We walk you through how we created an inference pipeline in the code below. We pass model and data_loader to run_inference_pipeline. The model is a student_model, and data_loader is a validation data loader. You should have these two arguments in hands when you are using this toolkit, because you need them to instantiate the KnowledgeDistillationTraining class. Inside run_inference_pipeline, we take every data sample from data_loader, then pass it to the model. For every data sample, we calculate an accuracy based on the student model's prediction and ground truth. Finally, we calculate the overall accuracy and return it as a dictionary. In the returned dictionary, inference_result should match to the overall accuracy.

class inference_pipeline:

    def __init__(self):
        # Constructor method is optional.
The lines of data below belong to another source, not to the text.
PR #2481, opened 2026-09-09
feat(wasm)!: guard HTLC and payout connector outputs

jonybur:
## Outcome

HTLC and payout connectors reject WASM output fields that differ from their
independently derived values. Both raw entries and async factories use the
checks before returning connector data.

## Change

- Derive expected scripts, control blocks, addresses, hashes, and versions.
- Check SDK payout scripts against the trusted request.
- Reject malformed inputs and unsupported versions before use.
- Preserve validation and cleanup errors. Release each object once.
- Keep tests for changed outputs, supported versions, networks, and input limits.

## Safety

This is a breaking engine change. Guarded wrappers change raw class identity
and reject unchecked inputs. Release the engine and SDK together.

Callers must still verify constructor inputs against on-chain data. The
independent TypeScript derivations share a package with the WASM binary.
The accepted package-provenance limits remain documented. Raw transaction
guards remain in #2493.

Two qualified final reviews and the required author line review remain.

## Verification

- All CI checks pass on `fe24681d0fac7b0a883405f007b83df682cf7c66`.
- Greptile reports 5/5 for `fe24681d0fac7b0a883405f007b83df682cf7c66`. All 16 review threads are resolved.
- Affected builds, lint, and tests pass across 10 projects and their prerequisite.
- Engine and SDK builds and lint pass.
- All 35 engine tests, 2,008 SDK tests, and nine built-package checks pass.
- Engine lazy-entry checks and SDK import-boundary checks pass.
- All 34 SDK browser tests and the packed SDK consumer check pass.
- All 23 Vault browser tests pass. The separate layout run passes all six tests.
- Packed wallet consumers and the release-driver type check pass.
- All three wallet browser tests pass on an unchanged second run. The first run had an OKX setup timeout.
- All 16 staking browser tests pass in Chromium and Firefox.
- Dependency version checks pass. Generated API docs have no changes.
- The engine tarball contains all export targets, guard modules, types, and WASM. Packed files match the tested build.
- The release dry run completes. Its publish simulation stops at the unchanged, already published engine version. Separate engine, SDK, and wallet package checks pass.

## Links

Tracks #2361. #2361 stays open. Parent: #2231. Related epic: #2228.

Includes the payout work from #2492 and #2509. Follow-up: #2493.


jonybur:

Please review the full PR at current commit `3c50224669b895b628affac6e52dfa95e34b2f27`. Check the diff against its target branch. Report any remaining issues and the confidence score for this commit.

packages/babylon-tbv-rust-wasm/src/raw.ts
```diff
@@ -19,9 +20,9 @@ export const WasmPrePeginTx: typeof Bindings.WasmPrePeginTx =
   raw.WasmPrePeginTx;
 export type WasmPrePeginTx = Bindings.WasmPrePeginTx;
 
-/** @deprecated Raw access skips SDK value checks. Use buildPeginInputPsbt or buildRefundPsbt from @babylonlabs-io/ts-sdk/tbv/core/primitives. */
+/** @deprecated Use buildPeginInputPsbt or buildRefundPsbt from @babylonlabs-io/ts-sdk/tbv/core/primitives. This class checks its HTLC fields against the constructor inputs. */
 export const WasmPrePeginHtlcConnector: typeof Bindings.WasmPrePeginHtlcConnector =
-  raw.WasmPrePeginHtlcConnector;
+  GuardedPrePeginHtlcConnector;
```
gbarkhatov, line 26: **MERGE BLOCKER** — the guard is wired only into `/raw`, which has no in-repo connector consumer, so it currently protects zero call sites.

`raw.ts` and `raw-node.ts` substitute `GuardedPrePeginHtlcConnector`, but the facade `getPrePeginHtlcConnectorInfo` (`src/index.ts:161-188`, unchanged by this PR) still does `const { WasmPrePeginHtlcConnector } = await getWasmBindings()` and returns hashlock/refund scripts, both control blocks, the address and the scriptPubKey **unchecked** — and that is the path with real callers. I confirmed two production ones: `deposit-terms/rebuildDepositTermsCore.ts:193` and `primitives/psbt/peginInput.ts:101`, both routing through `core/wasm/index.ts:148-151`. Meanwhile the only SDK `/raw` consumer, `refund.ts:75`, destructures `WasmPrePeginTx` and never touches the connector at all.

Not a signing bypass, since the signing builders re-derive independently — the narrower failure is that a wrong engine result silently mis-drives candidate discrimination and the deposit-terms rebuild, where `rebuildDepositTermsCore` treats `connector.scriptPubKey` as the authority it compares against. The fix looks like one identifier in two files: construct the guarded class inside `getPrePeginHtlcConnectorInfo`.

packages/babylon-ts-sdk/src/tbv/core/primitives/psbt/assertWasmPeginSizing.ts
```diff
@@ -63,159 +49,12 @@ type PrePeginHtlcParams = Pick<
...
-  return {
-    hashlockScript,
-    hashlockControlBlock,
-    refundScript,
-    refundControlBlock,
-    scriptPubKey: output,
-    tapMerkleRoot: hash,
-  };
+) {
+  return (await loadTbvWasm()).deriveExpectedPrePeginHtlc(params, hashlock);
```
gbarkhatov, line 57: **MERGE BLOCKER (wants an explicit §1 decision)** — the independent check now ships from, and loads through, the same npm package as the binary it checks.

To be precise about what did *not* regress: `prePeginHtlc.ts` is pure TypeScript with no wasm or generated-binding reference, so the derivation algorithm remains independent of the Rust binary and a doctored `.wasm` is still caught. What regressed is provenance. The SDK now gets its second opinion via `loadTbvWasm()`, so the value and its expected value ship in one artifact. Before this PR, defeating the cross-check meant compromising two separately published packages; now a single compromised — or merely stale or version-skewed — publish of the engine controls both sides, and `refund.ts:127`, `peginInput.ts:111` and the loop at `assertWasmPeginSizing.ts:372-382` lose their guard together.

The docstring at line 64 still says "Pure-JS, binary-INDEPENDENT", which is true of the algorithm but no longer of where it comes from. Either keep `prePeginHtlc.ts` in the SDK (or a leaf package that doesn't depend on the engine) and have `rawHtlcConnector.ts` import *it*, inverting the direction — or amend §1 and SECURITY.md to state that the guard is now co-located with the guarded binary, and why that is accepted.

Smaller, same lines: this wrapper also lost the explicit `ExpectedPrePeginHtlc` return annotation the pre-PR version had, so no consumer can name the shape of a value that feeds tapLeafScript entries and scriptPubKey comparisons. And since the engine is an *optional* peer, a version-skewed consumer gets `…deriveExpectedPrePeginHtlc is not a function` mid-signing rather than a clear error.

packages/babylon-tbv-rust-wasm/src/prePeginHtlc.ts
```diff
@@ -0,0 +1,188 @@
...
+}
+
+/**
+ * Derive the canonical Pre-PegIn HTLC without using vault WASM output.
+ */
+export function deriveExpectedPrePeginHtlc(
+  params: PrePeginHtlcParams,
+  hashlock: string,
+): ExpectedPrePeginHtlc {
+  initEccLib(ecc);
```
gbarkhatov: **MERGE BLOCKER** — `initEccLib(ecc)` silently replaced `assertEccInitialized()`, turning a pure derivation into a per-call mutation of bitcoinjs-lib global state.

I diffed this against the pre-PR SDK copy: it previously *asserted* that the host had installed a backend (`assertEccInitialized`, still live at `primitives/utils/bitcoin.ts:302`). bitcoinjs-lib keeps a single module-global ECC cache, so the engine now overrides whatever the host installed on **every call** — once per HTLC inside the loop at `assertWasmPeginSizing.ts:372-382`. Engine and SDK both pin `bitcoinjs-lib@6.1.7`, so under dedupe they share one instance, and a consumer who installed the native `tiny-secp256k1` has it swapped for asm.js process-wide for every subsequent taproot sign and verify.

It also drops the actionable error in favour of bitcoinjs's generic "No ECC Library provided". This is benign inside this monorepo only because everything pins the same asm.js build, which is exactly why CI is green on it. Suggest hoisting to a single module-scope `initEccLib(ecc)` at import time, or keeping the assert-don't-mutate contract.

packages/babylon-tbv-rust-wasm/src/rawHtlcConnector.ts
```diff
@@ -0,0 +1,145 @@
...
+      depositor,
+      provider,
+      keepers,
+      challengers,
+      hashlock,
+      timelock,
+    ] = args;
+    // The independent derivation covers the three pinned graph versions.
+    if (version !== 1 && version !== 2 && version !== 3) {
+      throw new Error(`Unsupported HTLC graph version: ${version}.`);
```
gbarkhatov, line 36: Supported graph versions are hardcoded as `1 && 2 && 3` in a file this PR just registered under §1 — an unlinked second copy of the Rust authority (`SUPPORTED_TX_GRAPH_VERSIONS` / `parse_version` at the pin), whose own doc comment notes that adding a version there is a compile error at every Rust dispatch site. This JS copy is not.

The generated module this file already imports exports `supportedTxGraphVersions(): Uint16Array` as a sync free function, and raw callers must have run `initWasm()` first, so it is callable right here. When v4 lands, the raw connector rejects it while `getPrePeginHtlcConnectorInfo` accepts it. It fails closed, so this is availability rather than correctness — but it is also a no-magic-numbers violation on a §1 path.

packages/babylon-tbv-rust-wasm/src/rawHtlcConnector.ts
```diff
@@ -0,0 +1,145 @@
...
+    this.#inner = new RawConnector(...args);
+    try {
+      this.getTxGraphVersion();
+      this.getHashlockScript();
+      this.getHashlockControlBlock();
+      this.getRefundScript();
+      this.getRefundControlBlock();
+      this.getScriptPubKey('bitcoin');
+    } catch (error) {
+      this.#inner.free();
```
gbarkhatov: This cleanup path can replace the guard-mismatch error with an unrelated memory error. If `#inner.free()` throws here — an already-freed pointer, or detached memory after a second wasm init, a race this package's own tests exercise at `tests/wasm-loader.test.mjs:286` — that throw propagates and the original `WASM HTLC <field> does not match the constructor inputs.` is lost.

That is the one diagnostic saying a doctored binary was caught, so losing it means an operator sees a loader bug instead of a value-mismatch alarm. Wrapping the free in its own try/catch would let the guard error always win.

packages/babylon-tbv-rust-wasm/src/rawHtlcConnector.ts
```diff
@@ -0,0 +1,145 @@
...
+      throw new Error(
+        'WASM HTLC version does not match the constructor input.',
+      );
+    }
+    return version;
+  }
+
+  free(): void {
+    this.#inner.free();
+  }
```
gbarkhatov, line 162: `free()` is not idempotent, so `free()` followed by `[Symbol.dispose]()` double-frees a wasm-bindgen pointer. `free()` calls `this.#inner.free()` and `[Symbol.dispose]()` calls `this.free()`, with no guard flag between them; wasm-bindgen's `free()` zeroes `__wbg_ptr` via `__destroy_into_raw()`, so the second call passes a null pointer.

This is reachable with the pattern the codebase already uses on this exact class — `src/index.ts:176-187` frees it in a `finally`, so `using c = new WasmPrePeginHtlcConnector(...)` alongside that would free twice. Since this PR makes the wrapper the thing exported under the raw name *and* adds the dispose alias, the guard belongs here: a `#freed` boolean with an early return from both.

packages/babylon-tbv-rust-wasm/tests/wasm-loader.test.mjs
```diff
@@ -457,3 +472,210 @@ test('createPayoutConnector forwards the network to the address through the brow
...
+              pinned.getRefundScript(),
+              pinned.getRefundControlBlock(),
+            ].join('|'),
+          ),
+          '625a8b363190adc2e1f6b3edea52cbed792b96967dbb2bb5be5e2635ad1598cf',
+        );
+      } finally {
+        pinned.free();
+      }
+      for (let sample = 0; sample < 12; sample += 1) {
```
gbarkhatov, line 872: The randomised differential varies the key *bytes* but never the input *shape*, so §9's "plus randomised inputs" is met in form more than in substance.

Every one of the 12 samples uses exactly 2 keepers and exactly 2 challengers, and the timelock is `1 + sample * 31`, topping out at 342 of a declared 1..65535 range; the deterministic test above adds only 1- and 2-keeper cases. So the `OP_CHECKSIG`/`OP_CHECKSIGADD` chain in `nOfNChunks` is never differentially checked at 3 or more keys per group, and `bscript.number.encode`'s switch to a 3-byte sign-extended push at ≥32768 is never compared against Rust at all.

Concretely: a vault with 3+ keepers, or a timelock ≥32768, could diverge between the TS derivation and Rust with this whole suite green. Drawing group sizes in 1..4 and timelocks spanning the encoder boundaries (1, 127, 128, 32767, 32768, 65535) would close it.

packages/babylon-tbv-rust-wasm/scripts/check-lazy-entries.js
```diff
@@ -198,6 +204,10 @@ for (const [rawName, loaderName] of [
 
 // Without generated code, facade entries must import and raw entries must fail.
 const isolatedPackage = mkdtempSync(join(tmpdir(), 'tbv-wasm-lazy-'));
+symlinkSync(
+  resolve(packageRoot, 'node_modules'),
```
gbarkhatov: Symlinking the real `node_modules` into the isolated package disarms the half of this harness that proved the Ethereum-only root imports no Bitcoin stack.

The facade check only asserts the module *imports successfully*. Previously the isolated dir had no `node_modules`, so any bare static import from `dist/index.js` failed resolution and got reported — incidental, but load-bearing. The symlink is genuinely needed here, because `raw.js` now statically reaches `rawHtlcConnector.js` and therefore `bitcoinjs-lib`, which would otherwise fail the raw check's filter.

But granting `node_modules` to the whole isolated package switches off the facade half: turning the runtime `await import('./prePeginHtlc.js')` at `src/index.ts:501` into a static import would drop bitcoinjs-lib onto the Ethereum-only path with nothing failing — the exact property the migration guide asserts. Two temp dirs, keeping the facade check `node_modules`-free, would preserve both.

packages/babylon-tbv-rust-wasm/package.json
```diff
@@ -52,5 +52,11 @@
     "@internal/eslint-config": "workspace:*",
     "shelljs": "^0.8.5",
     "typescript": "^5.8.3"
+  },
+  "dependencies": {
+    "@bitcoin-js/tiny-secp256k1-asmjs": "2.2.3",
+    "@noble/curves": "1.9.7",
```
gbarkhatov, line 58: The engine declares the Bitcoin stack as hard `dependencies`, while the SDK declares the same two packages as *optional peers* (`babylon-ts-sdk/package.json`, `bitcoinjs-lib` and `@bitcoin-js/tiny-secp256k1-asmjs` with `optional: true`) — and `raw-engine-migration.md` says they are the same: "The engine now declares the same pinned Bitcoin and curve dependencies used by the SDK." The versions do match (6.1.7, 2.2.3); the declaration kind does not, so that sentence is inaccurate as written.

The practical consequence is that a consumer pinning a different bitcoinjs-lib gets a second nested copy — extra asm.js in the bundle, and two independent ECC globals of which the app can only ever initialise one. That compounds the `initEccLib` finding on `prePeginHtlc.ts`. Mirroring the SDK (those two as optional peers, `@noble/curves` and `buffer` as real deps) would keep one instance.

CLAUDE.md
```diff
@@ -58,8 +60,8 @@ These paths handle irreversible value movement. An AI-generated mistake here is
...
+- The package exports a second crossing at `@babylonlabs-io/babylon-tbv-rust-wasm/raw` (`src/raw.ts`, `src/raw-node.ts`, registered in section 9). The HTLC connector checks its scripts, control blocks, address, and graph version against its constructor inputs. The other three classes remain unguarded, so their callers must apply the rule above. The only SDK consumer is `packages/babylon-ts-sdk/src/tbv/core/primitives/psbt/refund.ts`. It guards `pegInAmounts` with `assertPositiveBigintArray`, derives the canonical HTLC and signing data in TypeScript, compares the WASM template's script and value with the funded output, and checks the final refund input and output before it emits the PSBT. Every new `/raw` consumer must do equivalent cross-checks.
+- The raw classes and SDK raw loader are deprecated. Only the raw HTLC connector has complete output checks. The other raw paths still permit a bypass. See the [migration guide](packages/babylon-ts-sdk/docs/guides/raw-engine-migration.md) for guarded alternatives and the compatibility blocker in #2361.
```
gbarkhatov: "Only the raw HTLC connector has complete output checks" overclaims, and a future reader will quote it as permission to skip the call-site cross-check.

Line 63 is precise — the guard checks "against its constructor inputs". But the guard re-derives from the *caller's own arguments*; it never verifies those arguments are the canonical on-chain keeper/challenger sets, hashlock or timelock, which is what §1's rule actually requires. So "complete output checks" reads as stronger than it is: substitute a keeper set and the connector produces self-consistent, fully "checked" scripts.

Suggest something like "checks internal consistency against its own constructor inputs; callers must still verify those inputs against on-chain data", and keeping §1 binding on all four raw classes. Same issue in `SECURITY.md:218-224`, where every sentence is individually true but pairing "rawHtlcConnector.ts checks the HTLC connector" with "the only SDK consumer is refund.ts" implies the SDK's raw crossing is covered — `refund.ts:75` uses `WasmPrePeginTx`, still unguarded.

gbarkhatov (dismissed):
Reviewed at `3c50224` via three independent passes (7 agents total), deduped, with every finding below re-checked against the source.

**The guard itself is good work** — it is fail-closed, it covers all seven value-bearing members of the generated class, `#inner` is unreachable, and the §9 differential is real: versions 1-3 across five networks against the *actual* generated WASM class, with a pinned vector plus randomised keys. The problems are about *where it was wired* and *what shipped alongside it*, not the guard's design.

Three findings I'd want answered before this merges (marked MERGE BLOCKER inline). None of them is a signing bypass — `buildRefundPsbt` and `buildPeginInputPsbt` still re-derive independently — so I'm approving rather than holding the branch, per how we treat review comments here. But the first one in particular means the guard currently protects zero in-repo call sites, which is probably not the intent.

- *"The moved derivation silently drifted."* No. Normalising whitespace and quotes, the helpers and the whole script-construction body hash identical between the old SDK copy and the new engine copy. `initEccLib` is the sole behavioural delta in the entire move.
- *"The independent check now checks itself."* No — I read `prePeginHtlc.ts`, and it is pure TypeScript with zero wasm or generated-binding references. The algorithm stays independent of the Rust binary; a doctored `.wasm` is still caught. The real regression is packaging, not self-reference — see the comment on `assertWasmPeginSizing.ts`.
- *"§9's differential-test requirement is unmet."* No, it is genuinely met. My comment on the test is about depth of the randomisation, not its existence.
- *"The class-identity swap is a type lie."* No. The generated class has zero static members, no generated function accepts or returns one, and instance signatures match.
- *"`getScriptPubKey` discarding its network lookup is a bug."* No — a P2TR scriptPubKey is network-independent; the lookup exists to reject unknown network strings.

**Verified clean:** no enforcement guard weakened (both new files added additively to `critical-path-check.yml`, the real `paths` array in `claude-md-drift.yml`, CODEOWNERS, and the *strict* eslint block); §4's frozen surface untouched — the `index.ts` / `index-node.ts` diffs are pure EOF appends and `VAULT_WASM_COMMIT` is unperturbed; the sync-to-async conversion is complete with every call site awaited and no coverage deleted; no dead code from the -182 deletion (`assertEccInitialized` and `TAPSCRIPT_LEAF_VERSION` both still used elsewhere); the `#network` map is faithful to rust-bitcoin `Network::from_str` at the pin.

*Provenance: I confirmed the three blockers, the `free()`/catch/version-constant findings, and both hash comparisons directly against the worktree. The test-depth, lazy-entry-harness, dependency-declaration and doc findings are reported from the review lanes with their own verification, not re-derived by me.*

jonybur:

I checked each of the ten open threads against a prepared fix set. I have not pushed anything. A push would dismiss the standing approval (`dismiss_stale_reviews_on_push` is on) while most threads stay open, so the fixes wait until they are complete.

The main ruleset also sets `required_review_thread_resolution`. All ten threads must close before this can merge.

### Done (3)

- **`raw.ts:25` — guard reaches the facade.** Both `index.ts` and `index-node.ts` now build the guarded class inside `getPrePeginHtlcConnectorInfo`, so the production callers get checked scripts, control blocks, address and scriptPubKey. Facade-level rejection tests cover both entries.
- **`rawHtlcConnector.ts` — double free.** A `#freed` flag makes release idempotent, so `free()` then `[Symbol.dispose]()` cannot pass a null pointer twice.
- **`wasm-loader.test.mjs` — differential depth.** The randomised run now varies group sizes 1..4 and uses timelocks 1, 127, 128, 32767, 32768 and 65535, so the OP_CHECKSIGADD chain and the 3-byte sign-extended push are both compared against Rust.

### Partly done (2)

- **`check-lazy-entries.js` — facade half of the harness.** The facade import now runs before `node_modules` is exposed, and it does catch a bare static import. It still does not use the two-temp-dir split you asked for, so the raw check and the facade check share one directory.
- **`package.json` — dependency kind.** The migration guide sentence is corrected. The engine still declares `bitcoinjs-lib` and `@bitcoin-js/tiny-secp256k1-asmjs` as hard dependencies, not optional peers, so the second nested copy you describe is still possible.

### Still open (5)

- **`assertWasmPeginSizing.ts` — package provenance.** The SDK derivation is restored to its own package, but the facade now reads its expected values from the engine-co-located guard. That moves the co-location onto the path that has real callers instead of removing it. Neither branch of your either/or is satisfied yet.
- **`prePeginHtlc.ts` — ECC backend.** The per-call mutation is gone. The engine still installs the process-wide backend by itself, on call paths that never touched it before. The assert-do-not-mutate contract is not restored.
- **`rawHtlcConnector.ts` — graph versions.** Still a hardcoded list. It is now named `SUPPORTED_HTLC_GRAPH_VERSIONS` with a comment, but it does not read `supportedTxGraphVersions()` from the generated module.
- **`rawHtlcConnector.ts` — cleanup masks the guard error.** Two of the three release paths are wrapped. The third, added by this PR, is not, so a release failure can still replace the value-mismatch alarm.
- **`CLAUDE.md:64` — overclaim.** The CLAUDE.md line is reworded. The same claim survives in the SECURITY.md counterpart, and the rewrite adds a new one of the same kind.

packages/babylon-tbv-rust-wasm/src/raw.ts
jonybur: Fixed at `97b4385b`. You are right that the guard protected nothing that ships.

`getPrePeginHtlcConnectorInfo` in `src/index.ts` and `src/index-node.ts` now builds `GuardedPrePeginHtlcConnector`. That puts the check on the two production callers: `rebuildDepositTermsCore.ts:193`, which was feeding `connector.scriptPubKey` into `assertEncodedHtlcOutputsMatch` as its own expected value, and `peginInput.ts:101`.

The import has to be dynamic. `rawHtlcConnector.ts:4` imports the generated glue statically, so a static edge from `index.ts` would put it on the Ethereum-only eager graph. `check-lazy-entries.js` proves that: with a static import it fails.

Three tests added: each facade rejects an unsupported version with the guard's own message (`Unsupported HTLC graph version`, which the generated class does not produce), and the node facade still returns byte-identical scripts to the generated class.

packages/babylon-ts-sdk/src/tbv/core/primitives/psbt/assertWasmPeginSizing.ts
jonybur: Recorded rather than inverted, at `97b4385b`.

Inverting is not available: the SDK peer-depends on the engine, so an engine that imports the SDK is a cycle. CLAUDE.md section 1 and SECURITY.md now state plainly that the derivation ships in the same package as the binary it checks, that one compromised engine publish therefore controls both the value and the expected value, and why that is accepted: no shared code, no shared data, no shared build step, and the differential test stands.

Three sub-claims did not survive checking, so I left the code alone:
- `assertWasmPeginSizing.ts:64`'s "Pure-JS, binary-INDEPENDENT" describes that function's own arithmetic, which is still entirely in the SDK. It is accurate.
- The return annotation is not a regression. At base, `interface ExpectedPrePeginHtlc` had no `export`, so no consumer could name it; `prePeginHtlc.ts` exports it now.
- Version skew is already blocked. The SDK peers the engine at `workspace:*`, which publishes as an exact version, and a missing engine gives `loadTbvWasm`'s actionable message, not a bare TypeError.

packages/babylon-tbv-rust-wasm/src/prePeginHtlc.ts
jonybur: Fixed at `97b4385b`. `initEccLib(ecc)` moved to module scope in `prePeginHtlc.ts`, so the backend is installed once when this lazily-imported module is first evaluated, not inside a derivation.

One correction for the record: because the same `ecc` object is passed every time, the swap was already effectively once per process, not once per HTLC. The reachable cost was a host that installed native `tiny-secp256k1` having it replaced process-wide. That is now a single module-evaluation side effect, which is what the engine needs while it ships its own `bitcoinjs-lib` copy.

Dropping `initEccLib` and re-asserting instead only becomes correct once there is one shared instance. That is the peer-dependency thread, and I would rather do it as its own change than fold a lockfile move into this one.

packages/babylon-tbv-rust-wasm/src/rawHtlcConnector.ts
jonybur: Fixed at `97b4385b`, taking the first half. The literals are now `SUPPORTED_HTLC_GRAPH_VERSIONS = [1, 2, 3] as const`, with a comment saying the pin is the set the derivation is differentially tested against.

I declined reading `supportedTxGraphVersions()` at runtime. That would silently extend the guard's claimed coverage to a version with no differential test, which is what section 9 forbids. Instead there is a new test asserting the constant equals `supportedTxGraphVersions()`, so an engine bump that adds v4 fails this package's suite rather than failing closed in a depositor's resume.

That matters more now: with the facade rewired in the sibling thread, this pin gates `rebuildDepositTermsCore` and `buildPeginInputPsbt` in production.

packages/babylon-tbv-rust-wasm/src/rawHtlcConnector.ts
jonybur: Fixed at `97b4385b`. The release is now wrapped so the guard error always wins, with a comment inside the empty catch explaining why the usual no-silent-catch rule is waived there.

One correction, so the team does not record a hazard that cannot happen: the reachability you cite, a second wasm init detaching memory, is impossible here. Everything from `new RawConnector(...)` through the guard calls is synchronous with no `await`, and `initWasm` is async, so nothing can interleave. The `browserRace` test at line 286 frees an object held across an `await`, which is a different shape.

The residual path is narrower but real, and is the one the guard exists for: a doctored or panicking binary can trap inside `getScriptPubKey` and leave the allocator in a state where `free()` traps too.

packages/babylon-tbv-rust-wasm/src/rawHtlcConnector.ts
jonybur: Fixed at `97b4385b`. `free()` now early-returns on a `#freed` flag, so `free()` followed by `[Symbol.dispose]()` cannot free the null pointer. Verified against the generated glue, which zeroes `__wbg_ptr` with no `ptr === 0` guard.

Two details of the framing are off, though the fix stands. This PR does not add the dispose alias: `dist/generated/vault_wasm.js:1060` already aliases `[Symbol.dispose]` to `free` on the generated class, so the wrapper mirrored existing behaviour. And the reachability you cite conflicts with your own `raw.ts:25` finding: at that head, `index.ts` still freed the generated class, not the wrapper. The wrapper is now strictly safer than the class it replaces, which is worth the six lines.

    def run_inference_pipeline(self, model, data_loader):
        accuracy = 0
        model.eval()
        with torch.no_grad():
            for i, data in enumerate(data_loader):
                X, y = data[0].to(self.device), data[1].to(self.device)
                outputs = model(X)
                predicted = torch.max(outputs["prob"], 1)[1]
                accuracy += predicted.eq(y.view_as(predicted)).sum().item()
        accuracy = accuracy / len(data_loader.dataset)
        return {"inference_result": accuracy}

The code above is just an example and you can create inference pipeline in whatever way you want. Just remember two rules:

  1. The inference_pipeline class only needs to implement run_inference_pipeline. run_inference_pipeline tests a student model on a validation dataset.

  2. run_inference_pipeline should return a dictionary, e.g. {"inference_result": a numerical value that measures the performance of a student model on a validation dataset.}

How does loss function work?

We need to calculate a loss function when we do knowledge distillation training. We always have a knowledge distillation loss, which is the KL divergence between teacher and student model's probability distribution. It is also common to add a supervised training loss into the loss function. For example, if the student model is an image classification network, the supervised training loss could be cross entropy loss. The final loss function would combine different losses, so we can calculate the gradient using the final loss and update the student model (Obviously, we will not do this manually and PyTorch will do this automatically for us).

How does this toolkit combine different losses (e.g. knowledge distillation loss, supervised training loss, etc.) and form the final loss? We take coefficients from final_loss_coeff_dict and multiply them with losses in final_loss_components. Both final_loss_coeff_dict and final_loss_components are dictionaries, and keys in these two dictionaries must match so we know how to match a coefficient with a loss. For instance, final_loss_components always contains "kd_loss" (the key for knolwdege distillation loss), so there must be a key "kd_loss" in final_loss_coeff_dict. Users need to provide final_loss_coeff_dict when using this toolkit, but not final_loss_components, which we form internally. If you also want to add a supervised training loss (the student loss) to the final loss, return it at the end of forward pass of the student model. See here for an example.